*WORK ITEM*
Report how many lines in the entries below have the word "Plugins" in them, and give no other words.
[[ GIVEN RECORDS open ]]
PR #8100, opened 2017-08-25
add new exit code for SYSTEM_PERIODIC_REMOVE

ticoann:
fixes #7906

PR #8178, opened 2017-09-19
wait 10 sec before checking the log file.

ticoann:
additional fix for #8100

### DIFF
--- a/src/python/WMCore/BossAir/Plugins/SimpleCondorPlugin.py
+++ b/src/python/WMCore/BossAir/Plugins/SimpleCondorPlugin.py
@@ -272,6 +272,8 @@ class SimpleCondorPlugin(BasePlugin):
                 if os.path.isfile(reportName):
                     os.remove(reportName)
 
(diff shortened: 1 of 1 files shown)


ticoann:

amaltaro:
So, this condor logs are checked by the JobStatusLite component, which has a polling cycle of 60secs. AFAIK we don't want to raise that cycle because it's - sometimes - already too large.

Let me try to come up with another possible fix, this sleep is evil and it will eventually hurt us. Moreover, we are not sure this 10secs of grace time is going to be enough.

ticoann:
Yes, you are right. I could delay whole things although it only delays when FWJR are not found. 
We could put the sleep outside the for loop (hoping) all the log files were transferred. Or we can only wait if we couldn't find the "Reason" string from the log, hoping there is not many jobs failed and actually didn't produce fwjr.

ticoann:
as Alan pointed out this could give more harm than benefit. Closing it. We could wait a little in the upper level outside job loop but we will always have a race condition

PR #8185, opened 2017-09-21
fix the deployment script

ticoann:
fix the deployment script causing the problem in FNAL machines.  1.1.6.patch3 agent has fixed version

### DIFF
--- a/etc/WMAgentConfig.py
+++ b/etc/WMAgentConfig.py
@@ -72,7 +72,7 @@ config = Configuration()
 config.section_("Agent")
 config.Agent.hostName = serverHostName
 config.Agent.contact = "cms-comp-ops-workflow-team@cern.ch"
-config.Agent.teamName = "cmsdataops"
+config.Agent.teamName = "REPLACE_TEAM_NAME"
 config.Agent.agentName = "WMAgentCommissioning"
 config.Agent.agentNumber = 0
 config.Agent.useMsgService = False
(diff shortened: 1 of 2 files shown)


etc/WMAgentConfig.py
```diff
@@ -72,7 +72,7 @@
 config.section_("Agent")
 config.Agent.hostName = serverHostName
 config.Agent.contact = "cms-comp-ops-workflow-team@cern.ch"
-config.Agent.teamName = "cmsdataops"
+config.Agent.teamName = "REPLACE_TEAM_NAME"
```
ticoann: This change is not really needed but just for the clarity.

amaltaro: Hmm, that was the problem then?!? Don't we have to update that sed above in order to get the team name replaced by the team name provided in the command line? Or are you planning to manually update it after the deployment?

ticoann: You are right. Since I thought agent works on vocms machines. I assumed that it will be set somewhere else. I looked at the code then it seems sed is the only command change the team.
I updated the patch now it should work. unfortunately which means we need to have a new tag for agent.

I could change the script as following to avoid a new tag, But I would prefer create a new tag.
```
sed -i "s+Agent.teamName = cmsdataops+Agent.teamName = $TEAMNAME+" $MANAGE/config.py
```
Anyway I thought you are in the airplane. Stop working.

amaltaro:
Thanks! So is this the only diff between patch2 and patch3?

ticoann:
yes

PR #8187, opened 2017-09-21
adjust some tier0 workflows to automatic data tier in output module

hufnagel:
Tier0 repack and express has some special output modules, whose handling got broken by the automatic inclusion of data tier in output modules. In the Express spec there was also a couple places where the change in the input references was simply forgotten.

@amaltaro @ticoann , please review

Without this patch the Tier0 can't use recent WMCore versions. We will also need to merge this patch into the 1.1.6 branch and make a new patch tag. Should I just make a pull request from the same branch into the 1.1.6 branch ? Or do you want to use separate source branch ?

### DIFF
--- a/src/python/WMComponent/JobAccountant/AccountantWorker.py
+++ b/src/python/WMComponent/JobAccountant/AccountantWorker.py
@@ -478,12 +478,12 @@ class AccountantWorker(WMConnectionBase):
             elif jobType == "LogCollect" and len(outputMap.keys()) == 0 and outputModules == set(['LogCollect']):
                 pass
             elif jobType == "Merge" and set(outputMap.keys()) == set(
-                    ['Merged', 'MergedError', 'logArchive']) and outputModules == set(['Merged', 'logArchive']):
+                    ['MergedRAW', 'MergedErrorRAW', 'logArchive']) and outputModules == set(['MergedRAW', 'logArchive']):
                 pass
             elif jobType == "Merge" and set(outputMap.keys()) == set(
-                    ['Merged', 'MergedError', 'logArchive']) and outputModules == set(['MergedError', 'logArchive']):
+                    ['MergedRAW', 'MergedErrorRAW', 'logArchive']) and outputModules == set(['MergedErrorRAW', 'logArchive']):
                 pass
-            elif jobType == "Express" and set(outputMap.keys()).difference(outputModules) == set(['write_RAW']):
+            elif jobType == "Express" and set(outputMap.keys()).difference(outputModules) == set(['write_RAWRAW']):
                 pass
             else:
                 failJob = True
--- a/src/python/WMCore/WMSpec/StdSpecs/Express.py
+++ b/src/python/WMCore/WMSpec/StdSpecs/Express.py
@@ -181,7 +181,8 @@ class ExpressWorkloadFactory(StdBase):
                 alcaSkimTask = expressTask.addTask("%sAlcaSkim%s" % (expressTask.name(), expressOutLabel))
 
                 alcaSkimTask.setInputReference(expressTask.getStep(expressRecoStepName),
-                                               outputModule=expressOutLabel)
+                                               outputModule=expressOutLabel,
+                                               dataTier="ALCARECO")
 
                 alcaTaskConf = {'Multicore': 1,
                                 'EventStreams': 0}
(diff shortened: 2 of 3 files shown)


hufnagel:
Not going to fix the pylint warnings and errors since they are about code I am not going to touch. At some point we probably should fix them (or put in pylint directives to ignore them), but I am not going to do it in the context of this pull request.

hufnagel:
Any feedback ?

src/python/WMComponent/JobAccountant/AccountantWorker.py
```diff
@@ -478,12 +478,12 @@ def handleJob(self, jobID, fwkJobReport):
             elif jobType == "LogCollect" and len(outputMap.keys()) == 0 and outputModules == set(['LogCollect']):
                 pass
             elif jobType == "Merge" and set(outputMap.keys()) == set(
-                    ['Merged', 'MergedError', 'logArchive']) and outputModules == set(['Merged', 'logArchive']):
+                    ['MergedRAW', 'MergedErrorRAW', 'logArchive']) and outputModules == set(['MergedRAW', 'logArchive']):
                 pass
             elif jobType == "Merge" and set(outputMap.keys()) == set(
-                    ['Merged', 'MergedError', 'logArchive']) and outputModules == set(['MergedError', 'logArchive']):
+                    ['MergedRAW', 'MergedErrorRAW', 'logArchive']) and outputModules == set(['MergedErrorRAW', 'logArchive']):
```
ticoann: I am not quite understand these conditions. Shouldn't original conditions also need to be kept (['Merged', 'MergedError'])? Is it only the Repack case? Maybe Alan should review. @amaltaro.
Also it seem above two conditions can be combined.

hufnagel: Original case doesn't exist anymore since the output modules contain the RAW now at the end (per @amaltaro changes). Could be combined, but a combination wouldn't be any more readable code, at least not while being constrained to this exact use case.

The exact use case is RepackMerge, with one of the two possible output modules being dropped.

src/python/WMCore/WMSpec/StdSpecs/Express.py
```diff
@@ -181,7 +181,8 @@ def buildWorkload(self):
                 alcaSkimTask = expressTask.addTask("%sAlcaSkim%s" % (expressTask.name(), expressOutLabel))
 
                 alcaSkimTask.setInputReference(expressTask.getStep(expressRecoStepName),
-                                               outputModule=expressOutLabel)
+                                               outputModule=expressOutLabel,
+                                               dataTier="ALCARECO")
```
amaltaro: Instead of hard-coding the datatier, don't you have it in another variable?

src/python/WMCore/WMSpec/StdSpecs/Express.py
```diff
@@ -383,7 +385,7 @@ def addAlcaHarvestTask(self, parentTask, parentOutputModuleName,
 
         harvestTaskConditionHelper = harvestTaskCondition.getTypeHelper()
         harvestTaskConditionHelper.setRunNumber(self.runNumber)
-        harvestTaskConditionHelper.setConditionOutputLabel(condOutLabel)
+        harvestTaskConditionHelper.setConditionOutputLabel(condOutLabel+"ALCAPROMPT")
```
amaltaro: same here

amaltaro (commented):
Thanks for fixing it. These changes make sense as per L475.

src/python/WMCore/WMSpec/StdSpecs/Express.py
hufnagel: We are in a conditional "if" code segment here that checks for the dataTier to be ALCARECO. Seemed redundant to put the variable again.

src/python/WMCore/WMSpec/StdSpecs/Express.py
hufnagel: Again, this is a conditional code path that is only called for ALCAPROMPT.

src/python/WMCore/WMSpec/StdSpecs/Express.py
amaltaro: If you ever change this tier name, then you have one more place to update, so chances to miss it are higher :-)

PR #8193, opened 2017-09-25
add log for acdc wmbs injection (never merge - only for temp fix)

ticoann:


amaltaro:
Was it applied anywhere?

ticoann:
Alan, welcome back!. Yes it is applied on vocms0310 and vocms0308 but reversed for now. I didn't want to patch to permanent since I need a proper fix on this. (Please don't restart WorkQueueManager on those machines)

bbockelm:
This PR looks old - can it be closed out?

PR #8195, opened 2017-09-26
add more cpu performance matrics in WMArchive

### LINKED ISSUE #8192: Add TotalInitTime from FWJR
[[ GIVEN RECORDS closed ]]
*RESULT OF THE TASK*
2